1. Introduction
In the previous lessons, we explored Exact Solution Methods (Value Iteration, Policy Iteration) and the fundamentals of MDPs . Now, we shift to model-free reinforcement learning, where the agent does not require a full model of the environment’s dynamics.
A foundational model-free RL algorithm is Q-learning. It enables an agent to learn the optimal value of taking any action in any state, ultimately guiding it to choose actions that maximize long-term rewards.
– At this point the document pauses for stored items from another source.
PR #550, opened 2020-10-16
Spirv opt

Hazardu:
Optimizes fragment shader code in example 42: `Fragment Shader Path Tracer` using SPIRV Tools


devshgraphicsprogramming:
Done on NAbla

Unlike dynamic programming approaches that rely on knowing $P(s' \mid s, a)$, Q-learning learns directly from experience.
2. How Q-Learning Works
-
Agent-Environment Interaction
- At each time step $t$, the agent observes the current state $s_t$.
- The agent selects an action $a_t$.
- The environment responds with a reward $r_t$ and a new state $s_{t+1}$.
-
Q-Values
- A Q-value , $Q(s, a)$, estimates the expected discounted return for taking action $a$ in state $s$ and then continuing optimally thereafter.
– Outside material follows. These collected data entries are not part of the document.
PR #553, opened 2020-11-04
GPU Arithmetics test

Hazardu:


examples_tests/48.ArithmeticUnitTest/main.cpp
```diff
@@ -0,0 +1,230 @@
...
+	if (result == video::E_DRIVER_FENCE_RETVAL::EDFR_TIMEOUT_EXPIRED || result == video::E_DRIVER_FENCE_RETVAL::EDFR_FAIL)
+	{
+		os::Printer::log("Could not download the buffer from the GPU, fence not signalled!", ELL_ERROR);
+		downloadStagingArea->multi_free(1u, &address, &BUFFER_SIZE, nullptr);
+		return false;
+	}
+	if (downloadStagingArea->needsManualFlushOrInvalidate())
+		driver->invalidateMappedMemoryRanges({ {downloadStagingArea->getBuffer()->getBoundMemory(),address,BUFFER_SIZE} });
+
+	auto dataFromBuffer = reinterpret_cast<uint32_t*>(reinterpret_cast<uint8_t*>(downloadStagingArea->getBufferPointer()) + address);
```
Hazardu, line 115: I'd to mess up somewhere, as the returned buffer is full of zeroes. I do not know whether it is initially filled with zeroes and never assigned (messed up binding), all the methods in the compute shader return zero or if the buffer gets zeroed out during down streaming.

examples_tests/48.ArithmeticUnitTest/main.cpp
```diff
@@ -0,0 +1,230 @@
...
+	//now check if the data obtained has valid values
+	uint32_t* end = dataFromBuffer + BUFFER_SIZE / sizeof(uint32_t);
+	uint32_t invocationIndex = 0;
+	for (uint32_t* i = dataFromBuffer; i < end; i++)
+	{
+		uint32_t val = *(inputData + invocationIndex);	//TODO instead the template function and compare result
```
Hazardu: Here i need to emulate what is being done on the GPU and then compare it to the downloaded result

examples_tests/48.ArithmeticUnitTest/main.cpp
```diff
@@ -0,0 +1,230 @@
...
+		/*if (val != *i)
+			goto validationEndFalse;*/
```
Hazardu: Don't fire me for using `goto` pls

devshgraphicsprogramming: pack your things

examples_tests/48.ArithmeticUnitTest/main.cpp
```diff
@@ -0,0 +1,230 @@
...
+	TO_MUL,
+	TO_MIN,
+	TO_MAX
+};
+
+template<typename T, typename OP, uint32_t subgroupSize>
+T emulatedSubgroupReduction(const T* data, const uint32_t globalInvocationIndex)
+{
+	auto subgroupID = globalInvocationIndex / subgroupSize;
+	//auto subgroupOffset = data + subgroupID * subgroupSize;
```
devshgraphicsprogramming: this formula is correct, although faster thing would be to `assert` that "subgroupSize is power of two"

then compute `subgroupOffset = data+localInvocationIndex&(subgroupSize-1u);`

examples_tests/48.ArithmeticUnitTest/main.cpp
```diff
@@ -0,0 +1,230 @@
...
+	irr::SIrrlichtCreationParameters params;
+	params.Bits = 24; //may have to set to 32bit for some platforms
+	params.ZBufferBits = 24; //we'd like 32bit here
+	params.DriverType = video::EDT_OPENGL; //! Only Well functioning driver, software renderer left for sake of 2D image drawing
+	params.WindowSize = dimension2d<uint32_t>(1280, 720);
+	params.Fullscreen = false;
+	params.Vsync = true; //! If supported by target platform
+	params.Doublebuffer = true;
+	params.Stencilbuffer = false; //! This will not even be a choice soon
+	params.StreamingDownloadBufferSize = BUFFER_SIZE * 2;
```
devshgraphicsprogramming: why 200% the size?

examples_tests/48.ArithmeticUnitTest/main.cpp
```diff
@@ -0,0 +1,230 @@
...
+
+	uint32_t* inputData = new uint32_t[BUFFER_SIZE / sizeof(uint32_t)];
+
+	auto inputDataBuffer = make_smart_refctd_ptr<ICPUBuffer>(BUFFER_SIZE);
+	{
+		uint32_t* ptr = static_cast<uint32_t*>(inputDataBuffer->getPointer());
+		for (size_t i = 0; i < BUFFER_SIZE / sizeof(uint32_t); i++)
+		{
+			auto memAddr = ptr + i;
+			uint32_t randomValue = std::rand();
```
devshgraphicsprogramming: use C++11 mersenne twister etc.

devshgraphicsprogramming: ran only has a 16bit range or something like that

examples_tests/48.ArithmeticUnitTest/main.cpp
```diff
@@ -0,0 +1,230 @@
...
+			*memAddr = randomValue;
+			inputData[i] = randomValue;
+		}
+	}
+	core::smart_refctd_ptr<IGPUBuffer> gpuinputDataBuffer = core::smart_refctd_ptr<IGPUBuffer>(driver->getGPUObjectsFromAssets(&inputDataBuffer, &inputDataBuffer + 1)->front()->getBuffer());
```
devshgraphicsprogramming: dont do the long way of creating an ICPUBuffer from the array, and then converting it... there's a special function in the driver called "create Filled Device Local On Ded Mem" IIRC which only takes buffer size and contents as parameter

examples_tests/48.ArithmeticUnitTest/main.cpp
```diff
@@ -0,0 +1,230 @@
...
+		{TO_AND,EDT_STORAGE_BUFFER,1u,IGPUSpecializedShader::ESS_COMPUTE,nullptr},
+		{TO_XOR,EDT_STORAGE_BUFFER,1u,IGPUSpecializedShader::ESS_COMPUTE,nullptr},
+		{TO_OR,EDT_STORAGE_BUFFER,1u,IGPUSpecializedShader::ESS_COMPUTE,nullptr},
+		{TO_ADD,EDT_STORAGE_BUFFER,1u,IGPUSpecializedShader::ESS_COMPUTE,nullptr},
+		{TO_MUL,EDT_STORAGE_BUFFER,1u,IGPUSpecializedShader::ESS_COMPUTE,nullptr},
+		{TO_MIN,EDT_STORAGE_BUFFER,1u,IGPUSpecializedShader::ESS_COMPUTE,nullptr},
+		{TO_MAX,EDT_STORAGE_BUFFER,1u,IGPUSpecializedShader::ESS_COMPUTE,nullptr},
+	};
+	auto gpuDSLayout = driver->createGPUDescriptorSetLayout(binding, binding + 8);
+	constexpr uint32_t pushconstantSize = 1;
```
devshgraphicsprogramming: IIRC push constants size are given in bytes and sizes+offsets need to be aligned to 4 bytes

examples_tests/48.ArithmeticUnitTest/main.cpp
```diff
@@ -0,0 +1,230 @@
...
+{
+	auto alteredGLSL = glsl.glsl.replace(glsl.workgroup_definition_position, 4, std::to_string(wg_count));
+	auto shaderUnspecialized = core::make_smart_refctd_ptr<asset::ICPUShader>(alteredGLSL.data());
+	asset::ISpecializedShader::SInfo specinfo(nullptr, nullptr, "main", IGPUSpecializedShader::ESS_COMPUTE,"../file.comp");
+	auto cs = core::make_smart_refctd_ptr<asset::ICPUSpecializedShader>(std::move(shaderUnspecialized), std::move(specinfo));
+	auto cs_rawptr = cs.get();
+	core::smart_refctd_ptr<IGPUSpecializedShader> shader = driver->getGPUObjectsFromAssets(&cs_rawptr, &cs_rawptr + 1)->front();
+	return shader;
+};
+	for (size_t current_Workgroup = 2; current_Workgroup < 1024; current_Workgroup++)
```
devshgraphicsprogramming: leave a comment that subgroup size is hardcoded to 4 (there's a requirement that workgroup be at least half the size) for now and max workgroup size is hardcoded to 256

examples_tests/48.ArithmeticUnitTest/common.glsl
```diff
@@ -0,0 +1,35 @@
+
+#include "irr/builtin/glsl/subgroup/arithmetic_portability.glsl"
+
```
devshgraphicsprogramming: you're missing `layout (workgroup_size_x=_IRR_GLSL_WORKGROUP_SIZE_) in;` to actually declare the size of the workgroup to GLSL

examples_tests/48.ArithmeticUnitTest/main.cpp
```diff
@@ -0,0 +1,230 @@
...
+	auto device = createDeviceEx(params);
+
+	if (!device)
+		return 1; // could not create selected driver.
+
+	video::IVideoDriver* driver = device->getVideoDriver();
+	io::IFileSystem* filesystem = device->getFileSystem();
+	asset::IAssetManager* am = device->getAssetManager();
+
+	uint32_t* inputData = new uint32_t[BUFFER_SIZE / sizeof(uint32_t)];
```
devshgraphicsprogramming, line 156: # @Hazardu **get into the habit of declaring a `delete/free` as soon as you type out a `new/malloc` with your keyboard**

examples_tests/48.ArithmeticUnitTest/testExclusive.comp
```diff
@@ -0,0 +1,15 @@
+#version 450
+#define _IRR_GLSL_WORKGROUP_SIZE_ ???? 
+
+#include "common.glsl"
+
+void main()
+{
+	andOutput [gl_LocalInvocationIndex] = irr_glsl_subgroupExclusiveAnd(inputValue[gl_LocalInvocationIndex]);
```
devshgraphicsprogramming: `gl_LocalInvocationIndex` is the index within a workgroup, not within all dispatches

examples_tests/48.ArithmeticUnitTest/main.cpp
```diff
@@ -0,0 +1,230 @@
...
+
+		if (device->run())
+		{
+			driver->beginScene(true);
+			for (size_t i = 0; i < 3; i++)	//1 because skipping reduce! UNDO THIS
+			{
+				driver->bindComputePipeline(pipelines[i].get());
+				const video::IGPUDescriptorSet* ds = descriptorSet.get();
+				driver->bindDescriptorSets(video::EPBP_COMPUTE, pipelines[i]->getLayout(), 0u, 1u, &ds, nullptr);
+				driver->dispatch(BUFFER_SIZE / (sizeof(uint32_t)), 1, 1);
```
devshgraphicsprogramming: this is wrong, if you have 32 milion invocations to process, and between 2 and 1024 invocations per workgroup.. then you need to divide by the workgroup size as well because dispatch counts in workgroups not invocations

you also need to handle the case when the number of invocations in a workgroup times the size of a uint doesn't divide the buffer size exactly

examples_tests/48.ArithmeticUnitTest/main.cpp
devshgraphicsprogramming: you compute shader never runs, see other comments

examples_tests/48.ArithmeticUnitTest/main.cpp
```diff
@@ -0,0 +1,230 @@
...
+				video::COpenGLExtensionHandler::extGlMemoryBarrier(GL_ALL_BARRIER_BITS);
```
devshgraphicsprogramming: note for the future, because you're only using the buffer for a copy and then reusing it as an ssbo, only the following combination of flags is required
`GL_BUFFER_UPDATE_BARRIER_BIT|GL_SHADER_STORAGE_BARRIER_BIT`

examples_tests/48.ArithmeticUnitTest/main.cpp
Hazardu: i was testing if downloading fails

examples_tests/48.ArithmeticUnitTest/main.cpp
Hazardu: well, that was the code you provided me with, and `subgroupOffset` was never used

devshgraphicsprogramming: it was to emulate a single workgroup, not the whole dispatch

examples_tests/48.ArithmeticUnitTest/common.glsl
Hazardu: `workgroup_size_x` didnt exist, so i used `local_size_x `

examples_tests/48.ArithmeticUnitTest/main.cpp
```diff
@@ -19,25 +20,71 @@ enum TestOperation {
...
+//subgroup method emulations on the CPU, to verify the results of the GPU methods
+template<typename T>
+T emulatedSubgroupReduction(const T* data, const uint32_t globalInvocationIndex, uint32_t subgroupSize, arithmeticFuncPtr pFunc)
 {
 	auto subgroupID = globalInvocationIndex / subgroupSize;
-	//auto subgroupOffset = data + subgroupID * subgroupSize;
 	T retval = data[0];
 	for (auto i = 1u; i < subgroupSize; i++)
-		retval = OP(retval, data[i]);
+		retval = pFunc(retval, data[i]);
```
devshgraphicsprogramming, line 49: its wront you need the subgroup offset to data 🤦

examples_tests/48.ArithmeticUnitTest/main.cpp
```diff
@@ -19,25 +20,71 @@ enum TestOperation {
...
 }
-uint32_t add(uint32_t a, uint32_t b)
+template<typename T>
+T emulatedScanExclusive(const T* data, const uint32_t globalInvocationIndex, uint32_t subgroupSize, arithmeticFuncPtr pFunc)
 {
-	return a + b;
+	auto subgroupID = globalInvocationIndex / subgroupSize;
+	auto subgroupInvocationID = globalInvocationIndex % subgroupSize;
+	T retval = data[0];
+	for (auto i = 1u; i < subgroupSize; i++)
```
devshgraphicsprogramming, line 58: you could have put `<subgroupInvocationID` in the for-loop condition

examples_tests/48.ArithmeticUnitTest/main.cpp
Hazardu: so it actually had a use then...

examples_tests/48.ArithmeticUnitTest/main.cpp
```diff
@@ -19,25 +20,71 @@ enum TestOperation {
...
+	}
+	return retval;
 }
+template<typename T>
+T emulatedScanInclusive(const T* data, const uint32_t globalInvocationIndex, uint32_t subgroupSize, arithmeticFuncPtr pFunc)
+{
+	auto subgroupID = globalInvocationIndex / subgroupSize;
+	auto subgroupInvocationID = globalInvocationIndex % subgroupSize;
+	T retval = data[0];
+	for (auto i = 1u; i < subgroupSize; i++)
```
devshgraphicsprogramming, line 72: you could have put `<=subgroupInvocationID` in the forloop condition instead of the break

examples_tests/48.ArithmeticUnitTest/main.cpp
```diff
@@ -19,25 +20,71 @@ enum TestOperation {
...
 	return retval;
 }
-uint32_t add(uint32_t a, uint32_t b)
+template<typename T>
+T emulatedScanExclusive(const T* data, const uint32_t globalInvocationIndex, uint32_t subgroupSize, arithmeticFuncPtr pFunc)
 {
-	return a + b;
+	auto subgroupID = globalInvocationIndex / subgroupSize;
+	auto subgroupInvocationID = globalInvocationIndex % subgroupSize;
+	T retval = data[0];
```
devshgraphicsprogramming, line 57: DATA offset!!!!!

examples_tests/48.ArithmeticUnitTest/main.cpp
```diff
@@ -19,25 +20,71 @@ enum TestOperation {
...
+		retval = pFunc(retval, data[i]);
+	}
+	return retval;
 }
+template<typename T>
+T emulatedScanInclusive(const T* data, const uint32_t globalInvocationIndex, uint32_t subgroupSize, arithmeticFuncPtr pFunc)
+{
+	auto subgroupID = globalInvocationIndex / subgroupSize;
+	auto subgroupInvocationID = globalInvocationIndex % subgroupSize;
+	T retval = data[0];
```
devshgraphicsprogramming, line 71: DATA offset!!!!!

examples_tests/48.ArithmeticUnitTest/main.cpp
devshgraphicsprogramming: everything is fine, but the variable name is misleading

- Over many interactions, the agent refines these Q-values to approach the optimal action-value function $Q^*(s, a)$.
3. Bellman Equation for Q-values
The Bellman Equation underpins Q-learning by expressing $Q^*(s, a)$ in terms of immediate and future rewards:
$$Q^*(s,a) = \sum_{s'} P(s' \mid s, a) \Big[ R(s,a,s') + \gamma \max_{a'}Q^*(s', a') \Big].$$
- $Q^*(s,a)$: Optimal Q-value.
- $\max_{a'}Q^*(s', a')$: Greedy choice from state $s'$.
- $\gamma$: Discount factor.
4. Q-Value Iteration
Using the Bellman Equation, we iteratively update estimates of $Q^*(s,a)$ until convergence:
$$Q_{k+1}(s, a)\;\leftarrow\;\sum_{s'} P(s'\mid s, a)\Big[R(s,a,s') + \gamma \max_{a'}Q_k(s', a')\Big].$$
In practice, exact iteration is often replaced by sampling from the real environment (i.e., we observe $(s,a,r,s')$ directly) to update our Q-values.
5. (Tabular) Q-Learning
When the state-action space is manageable , we can store Q-values in a table (a 2D array for discrete $s$ and $a$). The tabular Q-learning update for each experience tuple $(s,a,r,s')$ is:
$$Q_{k+1}(s, a)\;\leftarrow\;(1 - \alpha) \, Q_k(s, a) \;+\;\alpha\biggl[r \;+\; \gamma \max_{a'}Q_k(s', a')\biggr].$$
- $\alpha$: Learning rate.
- $\gamma$: Discount factor.
6. Applications and Limitations
6a. Applications
- Robotics: Simple discrete scenarios (e.g., grid-based navigation).
- Game AI: Basic board games or simplified game environments.
- Resource Management: Scheduling or routing with relatively small state spaces.
6b. Limitations
- Scalability: Infeasible for very large or continuous state spaces (e.g., high-dimensional robotics).
- Computational Cost: Iterating over huge tables is expensive; memory usage can grow exponentially.
7. Summary
Q-learning provides a simple yet powerful way to learn optimal policies from experience —no need for a transition model. But as soon as the state-action space explodes, we look for ways to approximate Q-values.
In the next lessons , we’ll see how crucial parameters (learning rate, discount factor, exploration) shape Q-learning and how Q-learning transitions to approximate and deep methods for real-world-scale problems.